Implementing ideas radically
The Swiss graphic designer Julia Born lives in Amsterdam. Since graduating from the Gerrit Rietveld Academie she has worked on her own projects and for clients in Switzerland and Holland. She submitted six books for the Swiss Federal Design Competition, produced as commissions or on her own initiative between 2003 and 2006. The jury praises Julia Born's conceptual design approach and admired the fact that the straight lines convey a sense of personal handwriting. One of the chief characteristics of her books is that they are radical implementations of an idea that reflects the contents.
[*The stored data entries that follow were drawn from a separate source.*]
Issue #946, opened 2023-09-08
job.result sometimes returns an empty dict when using save_result


caleb-johnson:
The following remote program sometimes returns an empty dictionary as the result

```
# program.py
from quantum_serverless import save_result

my_list = [1, 2, 3, 4]
save_result({"results": my_list})
```

<Job | b90b6513-4a93-451b-871f-39681b26cbb7> returned an empty dictionary

akihikokuroda:
This one is difficult to fix :-)

akihikokuroda:
This seems a concurrency issue between the gateway and the scheduler for the job record.

akihikokuroda:
I believe what's happening is:

1. the scheduler gets the job record for the job https://github.com/Qiskit-Extensions/quantum-serverless/blob/db829650b2b9339d650326a84c30257e4848bcbc/gateway/api/management/commands/update_jobs_statuses.py#L22
2. the gateway gets the result request and update the job record with it https://github.com/Qiskit-Extensions/quantum-serverless/blob/db829650b2b9339d650326a84c30257e4848bcbc/gateway/api/views.py#L145
3. the scheduler detects the job status change (PENDING -> SUCCEDED) https://github.com/Qiskit-Extensions/quantum-serverless/blob/db829650b2b9339d650326a84c30257e4848bcbc/gateway/api/management/commands/update_jobs_statuses.py#L45
4. the scheduler updates the job record with the new status -- **this override the result field of the job record**. https://github.com/Qiskit-Extensions/quantum-serverless/blob/db829650b2b9339d650326a84c30257e4848bcbc/gateway/api/management/commands/update_jobs_statuses.py#L57

caleb-johnson:
> I believe what's happening is:
> 
> 1. the scheduler gets the job record for the job https://github.com/Qiskit-Extensions/quantum-serverless/blob/db829650b2b9339d650326a84c30257e4848bcbc/gateway/api/management/commands/update_jobs_statuses.py#L22
> 2. the gateway gets the result request and update the job record with it https://github.com/Qiskit-Extensions/quantum-serverless/blob/db829650b2b9339d650326a84c30257e4848bcbc/gateway/api/views.py#L145
[...]

PR #956, opened 2023-09-13
prevent job record override and retry

akihikokuroda:
### Summary
Fix: #946 

### Details and comments
When the job record gets updated with the result by the gateway, the scheduler skips updating the job recode with the new status and lets the next cycle update the record.


IceKhan13:
Should we add retry or something like that here (save result API) too? 

https://github.com/Qiskit-Extensions/quantum-serverless/blob/db829650b2b9339d650326a84c30257e4848bcbc/gateway/api/views.py#L144

akihikokuroda:
@IceKhan13 The retry is done as a part of the next scheduler cycle.  So we don't need to add any extra code to do it.

akihikokuroda:
@IceKhan13 You are right.  I'll add retry there.

akihikokuroda:
@IceKhan13 The save result API could write the result anyway before.  By adding the `version = IntegerVersionField()` of 'concurrency` in the Job model, it can start raising exceptions.

Tansito (changes requested):
@akihikokuroda @IceKhan13 I was taking a look to the issue and the PR and I would like to propose another solution for this. 

My idea would be to use `updated_fields` to solve the problem:

https://docs.djangoproject.com/en/4.2/ref/models/instances/#specifying-which-fields-to-save

From what I understood the problem is that `save` overrides the entry because we are mostly saving the entire dataset. My proposal would be to just save only those required fields in each section to avoid that undesired override (in this case the `solution`field).

Something like:

```
# in update_jobs_statuses.py line 59
job.save(update_fields=["logs", "env_vars", "status"])

# in views.py line 149
job.save(update_fields=["result"])
```

I see several benefits with this solution versus the proposed one. The first one is that we don't need to play with a new `version` field in the model that I find confuse. And the use of `saved` and the `while` in the middle of the logic that difficult the readability in a code that from my point of view is getting quite complex to follow.

akihikokuroda:
@Tansito It seems good idea.  I can trash this PR and create a new one.  @IceKhan13 WDYT?

Tansito:
I tested this pull request and It's working. I can't say the same from my proposal 😂 

I would say that we can maintain this pull request open in case the another one doesn't solve the problem, Aki. But as you prefer, what it's more confortable for you.

IceKhan13:
@akihikokuroda let's leave this PR and create another one

IceKhan13:
I will just put it on hold for now. If other implementation will work, we can close this one :)

akihikokuroda:
#959 is used to fix the issue.  Closing this.

PR #959, opened 2023-09-18
save only selected Job fields

akihikokuroda:
### Summary
Fix: #946 

### Details and comments
This is another way to fix the concurrent issue.   This doesn't use the django-concurrency module (unlike #956).  There is still an issue with the "status" field.  There are some possibilities that the `Job.stop()` call is override.


IceKhan13 (approved):
It looks like everything is working!
Thank you Aki!

Issue #947, opened 2023-09-08
Filter out ray logs


Ibrahim-Shehzad:
### What is the expected enhancement?

Either ray logs should be filtered out by default or the user should be given the option to filter out them out. In particular, I was getting this in my logs Handshake failed with fatal error SSL_ERROR_SSL: error:1000009c:SSL routines:OPENSSL_internal:HTTP_REQUEST. and was not sure if I could ignore it. If this is something that can be safely ignored, not having it show up in the logs in the first place would be helpful.

akihikokuroda:
closing as done by #963

PR #963, opened 2023-09-19
add filter option to logs

akihikokuroda:
### Summary
fix: #947 

### Details and comments
This adds filteredLogs function that filters the log before return to the caller.  It uses rex expressing for include and exclude the log lines.

### DIFF
--- a/client/quantum_serverless/core/job.py
+++ b/client/quantum_serverless/core/job.py
@@ -30,6 +30,7 @@ Quantum serverless job
 import json
 import logging
 import os
+import re
 import tarfile
 import time
 from pathlib import Path
@@ -92,6 +93,9 @@ class BaseJobClient:
         """Return logs."""
         raise NotImplementedError
 
+    def filteredLogs(self, job_id: str, **kwargs):
+        raise NotImplementedError
+
     def result(self, job_id: str):
         """Return results."""
         raise NotImplementedError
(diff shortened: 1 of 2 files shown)


IceKhan13:
I'm wondering, can we somehow disable those logs on a ray side? 🤔

akihikokuroda:
I was looking for a way to change the default logging level of the Ray but I couldn't find so far.  The default is `INFO`.  If we can find a way to change it, we can eliminate some log entries.

psschwei:
looks like we can configure the ray logger, but it requires a bit of config: https://docs.ray.io/en/releases-2.5.1/ray-observability/user-guides/configure-logging.html#using-rays-logger

IceKhan13:
> looks like we can configure the ray logger, but it requires a bit of config: https://docs.ray.io/en/releases-2.5.1/ray-observability/user-guides/configure-logging.html#using-rays-logger

Hm, maybe we should go with this option? 

If I'm understanding it correctly it require to specify logger for driver process and for tasks. But how can we hide it from user and do it automatically? 🤔 

We can hide all logs setup behind something like
```python
QuantumServerless.setup()
```

where behind the scenes we will do 
```python
def logger_setup():
     logger = logging.getLogger("ray")
    ...

class QuantumServerless:
     def setup(cls):
         logger_setup()
         ray.init({"setup_hook": logger_setup})

```

But it is still extra call by user. Hmmm 🤔

IceKhan13 (approved):
Let's merge this one and we can think how to move it to cluster configs later

PR #964, opened 2023-09-20
Issue 946 | Optimistic lock

### LINKED ISSUE #946: job.result sometimes returns an empty dict when using save_result

IceKhan13:
### Summary

Optimistic lock implementation based on https://github.com/Qiskit-Extensions/quantum-serverless/pull/956

### Details and comments

Looks like https://github.com/Qiskit-Extensions/quantum-serverless/pull/959 did not fixed an issue.
It looks like `update_fields` only changes query, but commit is still happening at the same time, therefore causing error. 

Closes #946 

Additionally  removed ray client logs call from `/logs` view, since logs are updated in management commands.


gateway/api/utils.py
```diff
@@ -165,3 +167,36 @@ def decrypt_env_vars(env_vars: Dict[str, str]) -> Dict[str, str]:
...
+            else:
+                model.save()
+            saved = True
+        except RecordModifiedError:
+            logger.warning(
+                "Model[%s] record has not been updated due to lock. Retrying. Attempts left %s",
+                model,
+                attempts_left,
+            )
+            continue
```
akihikokuroda, line 200: I believe that the model record must be refetched and updates re-applied to the fields to resolve `RecordModifiedError` exception.

IceKhan13: aaaah, good to know!

akihikokuroda: I think that the record need to be refetched in this loop, too.   

My understanding of the this concurrency is that it check if the version of the record in the db is same as the one to be saved.  The version is updated every time the record is saved.  If the version don't match, somebody has updated the the record while the recode is fetched and being saved.

akihikokuroda: I haven't verified but I was wondering if the `version` field need to be added for the `save()` call to make the `concurrency` work.

IceKhan13: I think I will remove this loop

IceKhan13: > I haven't verified but I was wondering if the version field need to be added for the save() call to make the concurrency work.

and remove update fields too, I think

IceKhan13: updated

akihikokuroda (approved):
LGTM  Thanks!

The publication 'Ofoffjoff – One To One' with the Dutch fashion designer Joff for example is more than just a look book. Julia Born describes her years of work with 'JOFF' as a joint search for unconventional ways of presenting fashion. Proportion and size are important elements of the collection and Julia Born adopts these for the design of the book as well. She decided to show the ten outfits life-size, divided among eight to twelve posters. So each figure is shown in the book cut to pieces and bundled. New combinations and juxtapositions of clothes, parts of the body and fabrics emerge on every double page. The posters also allude to the star cut-ups in the youth magazine 'Bravo' and to the way an outfit comes into being. 'Ofoffjoff – One To One' as a publication sees itself as continuation of the fashion collection, and not just a record of it.
For the exhibition catalogue 'Le Nouveau Siècle', Julia Born (with Lorenz Brunner) builds the chief characteristic of the exhibition venue – its symmetry – into the book design. The Gracht House dating from 1672 follows the rules of symmetry completely, even where it has no function. For example, false doors are included, or patterns extended merely for the sake of perfection. The two graphic designers take over the idea of symmetry as follows: they structure the content rigorously, and centre it in part. They have also devised a pictorial section of their own showing items and places in the building that conceal an element of asymmetry within themselves despite symmetrical composition. The title on the cover is folded in as a flap on its central axis at the back and the front. As the title is presented twice, half of it each time, it remains intelligible as a whole on the cover. Both these books show clearly how Julia Born transforms content into design.